**EXERCISE**
Please reproduce the full set of data below exactly.
================
PR #4683, opened 2021-09-16
Update strings-sq

cocka11:


AhAow353 (commented):
app/src/main/res/values-sq/strings.xml

PR #4717, opened 2021-09-23
Update Korean translation

asdf8965:


topjohnwu:
Why are there so many untranslated strings?

asdf8965:
sry

Issue #4447, opened 2021-06-22
Android 11 MIUI devices need enabled verification in boot.img AVBv2 signature


qianmo-xw:
The Xiaomi device using MT6893 cannot start. After patching the boot, it shows infinite restart. I have disabled the vbmeta test. The models are RedmiNote10Pro and RedmiK40Gaming.  I have used magiskboot extra cpio to prompt me that it failed. When I use Android_image_kitchen, the window flashes and nothing is unpacked. I think his boot has been specially encrypted. If you need it, I will upload the boot file for  the study...
Device: RedmiNote10Pro
Android version:11
Magisk version name: V23
Magisk version code: 23001

qianmo-xw:
this say my file is too big....

osm0sis:
So find another way to upload it or you're not providing anything useful and we'll have to close this issue.

qianmo-xw:
> So find another way to upload it or you're not providing anything useful and we'll have to close this issue...

This is link
https://drive.google.com/file/d/1AefUeYQcBviQ7XSFFCnWfkkDZqx8ceSy/view?usp=drivesdk

osm0sis:
> > So find another way to upload it or you're not providing anything useful and we'll have to close this issue...
> 
> This is link
> https://drive.google.com/file/d/1AefUeYQcBviQ7XSFFCnWfkkDZqx8ceSy/view?usp=drivesdk

It's asking me to request access. Can you set better permissions on it so I can just download directly?

qianmo-xw:
> > > So find another way to upload it or you're not providing anything useful and we'll have to close this issue...
> > 
> > 
> > This is link
> > https://drive.google.com/file/d/1AefUeYQcBviQ7XSFFCnWfkkDZqx8ceSy/view?usp=drivesdk
> 
> It's asking me to request access. Can you set better permissions on it so I can just download directly?

Sorry,That is I first use google drive,I don't know how to change set permissions,I think this link will be OK 
,try it,Thank you
https://mega.nz/file/U94XnYbB#iAhwO8En4LitpbePmNNCTNvylBRtJh3lZB5aD4n66yM

qianmo-xw:
> > > So find another way to upload it or you're not providing anything useful and we'll have to close this issue...
> > 
> > 
> > This is link
> > https://drive.google.com/file/d/1AefUeYQcBviQ7XSFFCnWfkkDZqx8ceSy/view?usp=drivesdk
> 
[...]

PR #4719, opened 2021-09-23
Workaround for AVBv2 bootloop on Xiaomi

carey036:
Issues #4447

### DIFF
--- a/scripts/boot_patch.sh
+++ b/scripts/boot_patch.sh
@@ -203,7 +203,7 @@ fi
 
 ui_print "- Repacking boot image"
 ./magiskboot repack "$BOOTIMAGE" || abort "! Unable to repack boot image"
-
+./magiskboot hexpatch new-boot.img "0300000000617662746F6F6C20" "0000000000617662746F6F6C20"
 # Sign chromeos boot
 $CHROMEOS && sign_chromeos
 


canyie:
No comment?

osm0sis:
What are you even hex patching here?

carey036:
> What are you even hex patching here? If it's part of the hacked AVBv2 signature then this is not the right way to fix it and won't be accepted.

that's what i can do, hope someone could find the right way

osm0sis:
Yep, knew this rang a bell! @DarthJabba9 independently confirmed this issue to be about a week or so back, and also found whatever magiskboot is hacking in AVBv2 needs that 03 -> 00 fix to boot on his MIUI devices. @topjohnwu will need to look into what that fix actually means for his vbmeta generation code somewhere here:
https://github.com/topjohnwu/Magisk/search?q=vbmeta
https://github.com/topjohnwu/Magisk/search?q=avb

bkerler:
Confirmed to be a generic issue on Android 11 MTK. With this patch, magisk will work on Realme 8 5G EU as well. Without, it will enter bootloop.

osm0sis:
Just to document exactly where in avb header the 00 -> 03 is, for later further investigation into the avb code for @topjohnwu or others
hxd-avb2
:

Displax:
> Just to document exactly where in avb header the 00 -> 03 is, for later further investigation into the avb code for @topjohnwu or others: 

Same byte that enable verify, as original vbmeta.img`s in devices has.
Most likely, you can simply disable the verify in the vbmeta imgs instead of boot.img.

Sample vbmeta.img from google with verify flag off ( 00 ).
https://developer.android.com/topic/generic-system-image?hl=bn#flash-gsi

Reynolds251 (approved):

osm0sis:
To reiterate, this PR is not the correct fix for the problem, so will not be merged, but will stay open for now to track the issue since it's more concise than the Issue thread.

vvb2060:
https://github.com/topjohnwu/Magisk/commit/027ec7026252bf1615c19205855ae58a79f1225e#diff-bede474345c35b2e82683e17b88c351ae176ad71013d208e69473c47f212ceadR678 
https://cs.android.com/android/_/android/platform/external/avb/+/ddab37d0073e2108aa57709e9c852e3bd8e56f68:libavb/avb_vbmeta_image.h;l=60;drc=de53827b226bccef7407e4c253b0152e8d9f8e04

`00` will enable verification, do not do this for all devices.

vvb2060:
I think we need a list, do we need to enable verification for all MTK devices?

Fox2Code:
@vvb2060 I just walked though the avb code you sent, apparently there is a way to tell AVB to ignore errors without disabling it.
Maybe doing this trick could allow to fix boot loops while still having AVB enabled and allowing system partition modification.
Code I'm talking about:
https://cs.android.com/android/_/android/platform/external/avb/+/ddab37d0073e2108aa57709e9c852e3bd8e56f68:libavb/avb_cmdline.c;l=324
https://cs.android.com/android/_/android/platform/external/avb/+/ddab37d0073e2108aa57709e9c852e3bd8e56f68:libavb/avb_slot_verify.h;l=90
I did not made more research tho, but it might be a good start.

osm0sis:
This should fix it once merged, try the apk-debug.apk in the Artifacts zip: https://github.com/topjohnwu/Magisk/actions/runs/1432894612

osm0sis:
#4906

PR #4723, opened 2021-09-24
Fix terminal on android 8

vvb2060:
No need to handle untrusted_app_all_devpts on modern devices, but devpts policy is different for older devices.


topjohnwu (approved):

pojavluncher2021:
Hey vvb z I would like you to add a branch named earlylsposedswitch for testing z And create a folder named GLPoseSwitch with a json , I will make it using json genie

PR #4732, opened 2021-09-25
Add execmem to allow hook

vvb2060:
Fix zygisk on android8

### DIFF
--- a/native/jni/magiskpolicy/rules.cpp
+++ b/native/jni/magiskpolicy/rules.cpp
@@ -176,6 +176,10 @@ void sepolicy::magisk_rules() {
     // Allow Zygisk to prctl PR_SET_MM
     allow("zygote", "zygote", "capability", "sys_resource");
 
+    // Allow hook
+    allow("zygote", "zygote", "process", "execmem");
+    allow("system_server", "system_server", "process", "execmem");
+
     // Allow update_engine/addon.d-v2 to run permissive on all ROMs
     permissive("update_engine");
 


native/jni/magiskpolicy/rules.cpp
```diff
@@ -176,6 +176,10 @@ void sepolicy::magisk_rules() {
     // Allow Zygisk to prctl PR_SET_MM
     allow("zygote", "zygote", "capability", "sys_resource");
 
+    // Allow hook
+    allow("zygote", "zygote", "process", "execmem");
+    allow("system_server", "system_server", "process", "execmem");
```
aviraxp, line 181: This is not needed.

vvb2060: appdomain allowed, zygote allowed, why not also let system_server allow execmem? system_server is a common hook target.

Fox2Code: `process execmem` SELinux is used for JIT

I know this because GrapheneOS [`disables theses rules`](https://github.com/GrapheneOS/platform_system_sepolicy/commit/680e6bcc1b0d1e5438e3467b54da132261c4f0b3) because they only allow AOT and not JIT

But modules or Zygisk itself might be dependent on that if they want to load custom code.

Fox2Code (approved):
I think it allows a bit more than just hooking.
Also, I think it would be nice to be noted that some devices already include theses rules, making execmem restrictions more consistent across systems for modules.
Except for the comment, I think this commit is good to be merged.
================
**RESPONSE TO THIS EXERCISE**
PR #4683, opened 2021-09-16
Update strings-sq

cocka11:


AhAow353 (commented):
app/src/main/res/values-sq/strings.xml

PR #4717, opened 2021-09-23
Update Korean translation

asdf8965:


topjohnwu:
Why are there so many untranslated strings?

asdf8965:
sry

Issue #4447, opened 2021-06-22
Android 11 MIUI devices need enabled verification in boot.img AVBv2 signature


qianmo-xw:
The Xiaomi device using MT6893 cannot start. After patching the boot, it shows infinite restart. I have disabled the vbmeta test. The models are RedmiNote10Pro and RedmiK40Gaming.  I have used magiskboot extra cpio to prompt me that it failed. When I use Android_image_kitchen, the window flashes and nothing is unpacked. I think his boot has been specially encrypted. If you need it, I will upload the boot file for  the study...
Device: RedmiNote10Pro
Android version:11
Magisk version name: V23
Magisk version code: 23001

qianmo-xw:
this say my file is too big....

osm0sis:
So find another way to upload it or you're not providing anything useful and we'll have to close this issue.

qianmo-xw:
> So find another way to upload it or you're not providing anything useful and we'll have to close this issue...

This is link
https://drive.google.com/file/d/1AefUeYQcBviQ7XSFFCnWfkkDZqx8ceSy/view?usp=drivesdk

osm0sis:
> > So find another way to upload it or you're not providing anything useful and we'll have to close this issue...
> 
> This is link
> https://drive.google.com/file/d/1AefUeYQcBviQ7XSFFCnWfkkDZqx8ceSy/view?usp=drivesdk

It's asking me to request access. Can you set better permissions on it so I can just download directly?

qianmo-xw:
> > > So find another way to upload it or you're not providing anything useful and we'll have to close this issue...
> > 
> > 
> > This is link
> > https://drive.google.com/file/d/1AefUeYQcBviQ7XSFFCnWfkkDZqx8ceSy/view?usp=drivesdk
> 
> It's asking me to request access. Can you set better permissions on it so I can just download directly?

Sorry,That is I first use google drive,I don't know how to change set permissions,I think this link will be OK 
,try it,Thank you
https://mega.nz/file/U94XnYbB#iAhwO8En4LitpbePmNNCTNvylBRtJh3lZB5aD4n66yM

qianmo-xw:
> > > So find another way to upload it or you're not providing anything useful and we'll have to close this issue...
> > 
> > 
> > This is link
> > https://drive.google.com/file/d/1AefUeYQcBviQ7XSFFCnWfkkDZqx8ceSy/view?usp=drivesdk
> 
[...]

PR #4719, opened 2021-09-23
Workaround for AVBv2 bootloop on Xiaomi

carey036:
Issues #4447

### DIFF
--- a/scripts/boot_patch.sh
+++ b/scripts/boot_patch.sh
@@ -203,7 +203,7 @@ fi
 
 ui_print "- Repacking boot image"
 ./magiskboot repack "$BOOTIMAGE" || abort "! Unable to repack boot image"
-
+./magiskboot hexpatch new-boot.img "0300000000617662746F6F6C20" "0000000000617662746F6F6C20"
 # Sign chromeos boot
 $CHROMEOS && sign_chromeos
 


canyie:
No comment?

osm0sis:
What are you even hex patching here?

carey036:
> What are you even hex patching here? If it's part of the hacked AVBv2 signature then this is not the right way to fix it and won't be accepted.

that's what i can do, hope someone could find the right way

osm0sis:
Yep, knew this rang a bell! @DarthJabba9 independently confirmed this issue to be about a week or so back, and also found whatever magiskboot is hacking in AVBv2 needs that 03 -> 00 fix to boot on his MIUI devices. @topjohnwu will need to look into what that fix actually means for his vbmeta generation code somewhere here:
https://github.com/topjohnwu/Magisk/search?q=vbmeta
https://github.com/topjohnwu/Magisk/search?q=avb

bkerler:
Confirmed to be a generic issue on Android 11 MTK. With this patch, magisk will work on Realme 8 5G EU as well. Without, it will enter bootloop.

osm0sis:
Just to document exactly where in avb header the 00 -> 03 is, for later further investigation into the avb code for @topjohnwu or others
hxd-avb2
:

Displax:
> Just to document exactly where in avb header the 00 -> 03 is, for later further investigation into the avb code for @topjohnwu or others: 

Same byte that enable verify, as original vbmeta.img`s in devices has.
Most likely, you can simply disable the verify in the vbmeta imgs instead of boot.img.

Sample vbmeta.img from google with verify flag off ( 00 ).
https://developer.android.com/topic/generic-system-image?hl=bn#flash-gsi

Reynolds251 (approved):

osm0sis:
To reiterate, this PR is not the correct fix for the problem, so will not be merged, but will stay open for now to track the issue since it's more concise than the Issue thread.

vvb2060:
https://github.com/topjohnwu/Magisk/commit/027ec7026252bf1615c19205855ae58a79f1225e#diff-bede474345c35b2e82683e17b88c351ae176ad71013d208e69473c47f212ceadR678 
https://cs.android.com/android/_/android/platform/external/avb/+/ddab37d0073e2108aa57709e9c852e3bd8e56f68:libavb/avb_vbmeta_image.h;l=60;drc=de53827b226bccef7407e4c253b0152e8d9f8e04

`00` will enable verification, do not do this for all devices.

vvb2060:
I think we need a list, do we need to enable verification for all MTK devices?

Fox2Code:
@vvb2060 I just walked though the avb code you sent, apparently there is a way to tell AVB to ignore errors without disabling it.
Maybe doing this trick could allow to fix boot loops while still having AVB enabled and allowing system partition modification.
Code I'm talking about:
https://cs.android.com/android/_/android/platform/external/avb/+/ddab37d0073e2108aa57709e9c852e3bd8e56f68:libavb/avb_cmdline.c;l=324
https://cs.android.com/android/_/android/platform/external/avb/+/ddab37d0073e2108aa57709e9c852e3bd8e56f68:libavb/avb_slot_verify.h;l=90
I did not made more research tho, but it might be a good start.

osm0sis:
This should fix it once merged, try the apk-debug.apk in the Artifacts zip: https://github.com/topjohnwu/Magisk/actions/runs/1432894612

osm0sis:
#4906

PR #4723, opened 2021-09-24
Fix terminal on android 8

vvb2060:
No need to handle untrusted_app_all_devpts on modern devices, but devpts policy is different for older devices.


topjohnwu (approved):

pojavluncher2021:
Hey vvb z I would like you to add a branch named earlylsposedswitch for testing z And create a folder named GLPoseSwitch with a json , I will make it using json genie

PR #4732, opened 2021-09-25
Add execmem to allow hook

vvb2060:
Fix zygisk on android8

### DIFF
--- a/native/jni/magiskpolicy/rules.cpp
+++ b/native/jni/magiskpolicy/rules.cpp
@@ -176,6 +176,10 @@ void sepolicy::magisk_rules() {
     // Allow Zygisk to prctl PR_SET_MM
     allow("zygote", "zygote", "capability", "sys_resource");
 
+    // Allow hook
+    allow("zygote", "zygote", "process", "execmem");
+    allow("system_server", "system_server", "process", "execmem");
+
     // Allow update_engine/addon.d-v2 to run permissive on all ROMs
     permissive("update_engine");
 


native/jni/magiskpolicy/rules.cpp
```diff
@@ -176,6 +176,10 @@ void sepolicy::magisk_rules() {
     // Allow Zygisk to prctl PR_SET_MM
     allow("zygote", "zygote", "capability", "sys_resource");
 
+    // Allow hook
+    allow("zygote", "zygote", "process", "execmem");
+    allow("system_server", "system_server", "process", "execmem");
```
aviraxp, line 181: This is not needed.

vvb2060: appdomain allowed, zygote allowed, why not also let system_server allow execmem? system_server is a common hook target.

Fox2Code: `process execmem` SELinux is used for JIT

I know this because GrapheneOS [`disables theses rules`](https://github.com/GrapheneOS/platform_system_sepolicy/commit/680e6bcc1b0d1e5438e3467b54da132261c4f0b3) because they only allow AOT and not JIT

But modules or Zygisk itself might be dependent on that if they want to load custom code.

Fox2Code (approved):
I think it allows a bit more than just hooking.
Also, I think it would be nice to be noted that some devices already include theses rules, making execmem restrictions more consistent across systems for modules.
Except for the comment, I think this commit is good to be merged.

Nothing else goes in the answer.